Early Morning Crossword – Calm, Cool, Collected

But today our Community Historians class begins.  No time to wonder if the CG will complete his task today.  Or tomorrow.  Not even time to worry about whether we’ll get put back together in time to host Sunday’s House Concert.  OMG!  Thank goodness for Nyel – always a bastion of calm no matter what. Perhaps I can re-ravel after all.

Putting on the… what?

Sunday, November 26th, 2017

2017 Apple Cup

Choices on television were pretty limited last night – especially for a couple of old folks who could care less about football.  But here we are, a stone’s throw from Husky stadium and Nyel a two- times graduate of the UW (BA ’65; MA ’85), so watching the Apple Cup seemed the right thing to do.  For a minute or two.  On and off.  Just to assure himself that the Dawgs were bringing home the bacon, or in this case, the applesauce.

We spent far more of the evening watching the National Dog Show – always fun but never enough time with any of the dogs.  This year there were 2,000 dogs competing and it was a Brussels Griffon named Newton who won best of show.  Nyel was underwhelmed.  Nothing against Newton (who is called a “Chewbaca look-alike”).  It’s just that Nyel prefers large, or at least mid-sized dogs, and Newton is definitely not in either of those categories.

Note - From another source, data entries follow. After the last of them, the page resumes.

PR #6945, opened 2025-08-26
chore: validator rotation

paulbalaji:
### Description

chore: validator rotation

### Drive-by changes

- update check-validator-announce script to display aliases
- update check-validator-announce to better check upper limits on thresholds

### Testing

check-validator-announce


typescript/sdk/src/consts/multisigIsm.ts
```diff
@@ -752,29 +784,32 @@ export const defaultMultisigConfigs: ChainMap<MultisigConfig> = {
   },
 
   ethereum: {
-    threshold: 6,
+    threshold: 5,
```
nambrot, line 787: Why set the threshold to 5 here?

PR #6946, opened 2025-08-26
feat: handle failed finalized transactions on sealevel

kamiyaa:
### Description
 - Handle the case where a sealevel transaction could be finalized/confirmed, but still failed.

### Related issue
- fixes https://linear.app/hyperlane-xyz/issue/ENG-2152/transaction-being-confirmed-without-actually-being-confirmed-on-chain

### Drive-by changes
 - Add a new reprepare reason: Manual. So manual retries are still honoured instead of just being sent back to confirm queue.

## Summary by CodeRabbit

- New Features
  - Added manual retry support for pending operations so manual re-prepares are retried.

- Bug Fixes
  - Confirm only truly submitted operations; not-yet-submitted ops are re-prepared.
  - Manually retried ops have attempts reset to avoid stuck workflows.
  - Sealevel (Solana) transaction checks now inspect transaction metadata to mark finalized/included failures as dropped with clearer logs.

- Tests
  - Updated test fixtures to include transaction status metadata for more realistic coverage.

### DIFF
--- a/rust/main/lander/src/adapter/chains/sealevel/adapter/tests/tests_common.rs
+++ b/rust/main/lander/src/adapter/chains/sealevel/adapter/tests/tests_common.rs
@@ -13,8 +13,9 @@ use solana_sdk::{
     transaction::Transaction as SealevelTransaction,
 };
 use solana_transaction_status::{
-    EncodedConfirmedTransactionWithStatusMeta, EncodedTransaction,
-    EncodedTransactionWithStatusMeta, UiConfirmedBlock,
+    option_serializer::OptionSerializer, EncodedConfirmedTransactionWithStatusMeta,
+    EncodedTransaction, EncodedTransactionWithStatusMeta, UiConfirmedBlock,
+    UiTransactionStatusMeta,
 };
 
 use hyperlane_base::settings::{ChainConf, RawChainConf};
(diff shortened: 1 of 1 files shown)


rust/main/lander/src/adapter/chains/sealevel/adapter.rs
```diff
@@ -250,25 +250,47 @@ impl SealevelAdapter {
...
+            if let Some(meta) = tx.transaction.meta {
+                // It is possible for a failed transaction to be finalized.
+                // In this case, we need to re-submit.
+                if meta.err.is_some() {
+                    warn!(?signature, ?tx_hash, "Transaction finalized, but failed");
+                    return Ok(TransactionStatus::Dropped(
+                        TransactionDropReason::DroppedByChain,
+                    ));
+                } else {
+                    info!(?tx_hash, "transaction finalized");
```
yjamin, line 268: Is meta only present if there is an error?

yjamin:
I don't have a lot of context on the submit flow for the relayer, but looks good to me. I'll have to mostly trust you on this one. 

As for the Manual state, will `reprioritize_match` only ever be called by someone manually? Or am I misreading something?

rust/main/lander/src/adapter/chains/sealevel/adapter.rs
kamiyaa: No, I think it should always be present. Unless the tx does not exist

yjamin (approved):

PR #6956, opened 2025-08-28
fix: only deploy supported chains

troykessler:
### Description

This PR fixes warp deploy so that it only deploys chains which are supported by the CLI (currently EVM and Cosmos Native). This was discovered by wanting to deploy a warp route between cosmos and solana where the cli failed to deploy to solana because it does not support it. The fix was simply filtering the chains for the supported protocols

### Testing

Manual Testing

### DIFF
--- a/typescript/cli/src/deploy/warp.ts
+++ b/typescript/cli/src/deploy/warp.ts
@@ -122,14 +122,26 @@ export async function runWarpRouteDeploy({
 
   assert(multiProtocolSigner, `multiProtocolSigner not defined`);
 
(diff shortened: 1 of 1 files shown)


christopherbrumm (approved):

xeno097 (commented):
Probably this PR might have breaking changes in the way the config is exported after the deployment is complete, if you want to avoid the cli complaining you should add the`foreignDeployment` field in the warp deploy config. Example:  https://github.com/hyperlane-xyz/hyperlane-registry/blob/main/deployments/warp_routes/ES/eclipse-deploy.yaml#L2

PR #6968, opened 2025-08-29
chore: scale down to only 1 AW validator per chain

paulbalaji:
### Description

chore: scale down legacy AW validators

### Related issues

https://linear.app/hyperlane-xyz/issue/ENG-2106/scale-down-to-1-aw-validator-on-all-chains


paulbalaji:
> I wonder whether or not any multisigs have to be updated?

none - they haven't been on default isms in years

PR #6976, opened 2025-09-02
chore: update agent image

kamiyaa:
### Description

Update agent images to include velodrome message blacklist


paulbalaji (commented):
You don't need to update image tags to update the blacklist - this is done at agent deploy time

kamiyaa:
> You don't need to update image tags to update the blacklist - this is done at agent deploy time

ah got it

PR #6980, opened 2025-09-03
feat: add /merkle_proofs endpoint to show proof

kamiyaa:
### Description

 - add `/merkle_proof` endpoint to generate a proof for a given leaf index and root index


yorhodes (approved):
nice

Newton, the Chewbaca Look-Alike

Nyel’s choices among the dogs we saw were the Golden Retriever, the Giant Schnauzer, and the Old English Sheepdog. I’m always partial to German Shepherds and Border Collies.  But, as the commentators pointed out, small dogs are the very most popular these days – a fact reflected in the judging, we’re pretty sure.

Nyel has been talking “dog” for some time now.  He has visions of sitting by the fire with pipe (though he doesn’t smoke) and slippers, a big, mellow dog at his feet, gazing at him with adoring eyes.  Great idea, as far as it goes.  “But,” says a small (probably a bit querulous voice) who is going to walk this imaginary dog?  And feed it?  And clean up after it?  And give it a bath?”  So far, no answers have been forthcoming…

Maybe it will suffice to see dog movies on TV.  Last week at Emanuel Hospital we saw “A Dog’s Purpose” and both enjoyed a huge dose of warm-and-fuzzy.  There must be lots of great dog films.  And it certainly would bring a whole new meaning to the term “putting on the dog!”